Courts of Babylon as Graf deals with glory and grief

John Roberts on a new book on the women's world No 1 and other intriguing fare served up in the world of tennis

One title - Steffi: Public Power, Private Pain (Virgin Publishing, pounds 12.99) - has become even more apposite since it was published in June.

At the time, the German authorities were preparing to raid Steffi Graf's home, as a result of which her father/manager, Peter, was imprisoned, accused of evading millions of marks in taxes on his daughter's earnings.

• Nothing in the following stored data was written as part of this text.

PR #3967, opened 2022-11-30
Replace label selector dropdowns with plain text inputs

dvail:
## Description

This replaces the typeahead dropdown inputs for _by label_ values with a plain text input. Since we are not doing autocomplete for these fields this should be a more appropriate UX.

Additionally, this removes the red "required" star from inputs when the form is in read only mode to reduce visual clutter.

## Checklist

## Testing Performed

Manual testing + verification of functionality covered by existing e2e tests.

Readonly variant of input fields:
image

Editable variant of input fields:
image

### DIFF
--- a/ui/apps/platform/cypress/integration/collections/collectionsCrudWorkflow.test.js
+++ b/ui/apps/platform/cypress/integration/collections/collectionsCrudWorkflow.test.js
@@ -57,16 +57,13 @@ describe('Create collection', () => {
         cy.get('button:contains("All deployments")').click();
         cy.get('button:contains("Deployments with labels matching")').click();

In spite of that, and a chronic back injury which had caused Graf to miss the Australian Open in January, her public persona was resolute, and she triumphed at the French Open, Wimbledon and the United States Open.

The biography, by Sue Heady, a freelance writer, is a reasonable attempt, bearing in mind the subject's lack of co-operation, to give an impression of a great champion who craves privacy as much as she loves playing tennis. No doubt the author met with far less resistance when researching previous publications drawing the attention of tourists to the attractions of Mauritius, the Seychelles and the Hong Kong Country Club.

Peter Graf is given due recognition for his contribution to both the public power, having shown Steffi how she could dominate the sport with her athleticism and ferocious forehand, and the private pain.

Coping with injuries and illnesses is one thing, but her father's highly publicised affair with a German model in 1990 was particularly difficult to deal with.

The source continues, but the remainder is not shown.